A New Athens
- First edition
- Author: Hugh Hood
- Cover artist: Moira Clark
- Language: English
- Series: The New Age series
- Publisher: Oberon Press
- Publication date: 1977
- Publication place: Canada
- Media type: Print
- Pages: 226 pages
- Preceded by: The Swing in the Garden
- Followed by: Reservoir Ravine

= A New Athens (novel) =

1977 book by Hugh Hood

A New Athens, first published in 1977, is a novel by Canadian author Hugh Hood and the second in his 12-novel cycle, The New Age. It was preceded by The Swing in the Garden.

==Setting==
The book is set in southeastern Ontario, Canada between 1952 and 1965 in the fictional city of Stoverville, based on Brockville. Much of the story takes place in the form of reminiscences of the late 1950s and 1960s.

==Story==
Narrator Matt Goderich, now approaching middle age, has become an art historian. As the novel opens, he is wandering along the back roads of eastern Ontario, contemplating the flora, the history of trains in the region, and decades past.
He relates his time as a young student, beginning in 1948, where he is a rare Catholic at the overwhelmingly Protestant Victoria University in the University of Toronto. After a fleeting first romance he meets his future wife Edie, who disappoints her family by converting to Catholicism to marry him. The young couple spends time in her hometown of Stoverville (a fictionalized version of Brockville), where her parents have a boathouse on the Saint Lawrence River.
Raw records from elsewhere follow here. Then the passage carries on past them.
PR #4268, opened 2024-08-30
Refactor FindPreludeFiles into InstallPaths

jonmeow:
From the driver's perspective, `FindPreludeFiles` is closely tied to `compile`. This makes it difficult to refactor commands without affecting the test dependencies on `FindPreludeFiles`. `InstallPaths` seems like a decent home since it is responsible for the install structure.

I'm switching to an `Error` return to allow callers to choose how to handle it (e.g., in file tests, we typically don't want the direct error stream).

### DIFF
--- a/toolchain/install/install_paths.cpp
+++ b/toolchain/install/install_paths.cpp
@@ -76,6 +76,47 @@ auto InstallPaths::Make(llvm::StringRef install_prefix) -> InstallPaths {
   return paths;
 }
 
+auto InstallPaths::FindPreludeFiles() const
+    -> ErrorOr<llvm::SmallVector<std::string>> {
+  // This is structured to avoid a vector copy on success.
+  ErrorOr<llvm::SmallVector<std::string>> result =
+      llvm::SmallVector<std::string>();
+
+  std::string dir = core_package();
+
+  // Include <data>/core/prelude.carbon, which is the entry point into the
+  // prelude.
+  {
+    llvm::SmallString<256> prelude_file(dir);
+    llvm::sys::path::append(prelude_file, llvm::sys::path::Style::posix,
+                            "prelude.carbon");
+    result->push_back(prelude_file.str().str());
+  }
+
+  // Glob for <data>/core/prelude/**/*.carbon and add all the files we find.
+  // TODO: This should be using the vfs instead of actual filesystem.
+  llvm::SmallString<256> prelude_dir(dir);
+  llvm::sys::path::append(prelude_dir, llvm::sys::path::Style::posix,
+                          "prelude");
+  std::error_code ec;
+  for (llvm::sys::fs::recursive_directory_iterator prelude_files_it(
+           prelude_dir, ec, /*follow_symlinks=*/false);
+       prelude_files_it != llvm::sys::fs::recursive_directory_iterator();
+       prelude_files_it.increment(ec)) {
+    if (ec) {
+      result = ErrorBuilder() << "Could not find prelude: " << ec.message();
+      return result;
+    }
+
+    auto prelude_file = prelude_files_it->path();
+    if (llvm::sys::path::extension(prelude_file) == ".carbon") {
+      result->push_back(prelude_file);
+    }
+  }
+
+  return result;
+}
+
 auto InstallPaths::SetError(llvm::Twine message) -> void {
   // Use an empty prefix on error as that should use the working directory which
   // is the least likely problematic.
--- a/toolchain/install/install_paths.cpp
+++ b/toolchain/install/install_paths.cpp
@@ -94,7 +94,6 @@ auto InstallPaths::FindPreludeFiles() const
   }
 
   // Glob for <data>/core/prelude/**/*.carbon and add all the files we find.
-  // TODO: This should be using the vfs instead of actual filesystem.
   llvm::SmallString<256> prelude_dir(dir);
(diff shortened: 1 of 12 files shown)


jonmeow:
I'll note, and I'm trying to decide what to do with this, but right now the `InstallPaths` is typically created with the real filesystem, then the `Driver` uses a **separate** `InMemoryFileSystem`. This mostly works because paths are mirrored. However, it also means (for example) that even though `InstallPaths` validates the marker file for the real filesystem, the driver won't see one.

toolchain/install/install_paths.cpp
```diff
@@ -76,6 +76,47 @@ auto InstallPaths::Make(llvm::StringRef install_prefix) -> InstallPaths {
...
+  // prelude.
+  {
+    llvm::SmallString<256> prelude_file(dir);
+    llvm::sys::path::append(prelude_file, llvm::sys::path::Style::posix,
+                            "prelude.carbon");
+    result->push_back(prelude_file.str().str());
+  }
+
+  // Glob for <data>/core/prelude/**/*.carbon and add all the files we find.
+  // TODO: This should be using the vfs instead of actual filesystem.
```
zygoloid: Does this TODO still make sense? `InstallPaths`, as it stands, doesn't make use of the VFS at all, so if this functionality fits here (which I think it does) it seems logical that it wouldn't do so either.
```suggestion
```
Perhaps a good model here would be that (if needed) we construct a fake `InstallPaths` for testing, for which we specify a list of prelude files on construction. But for this PR, I think what you have here is fine.

toolchain/install/install_paths_test_helpers.h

Her father is a well-known politician, and her mother is a brilliant but undiscovered painter. The 'new Athens' of the title is a reference to the town of Athens, Ontario.

== Reception ==
Writing in the Vancouver Sun, Alan Dawe positively reviewed it, saying that he "can contemplate with pleasure to the prospect of reading this novel again and again." David Helwig of the Toronto Star wrote that it is "humane, often charming, sometimes witty, lovingly detailed and full of a real generosity of spirit" but was "slacker in texture than its predecessor."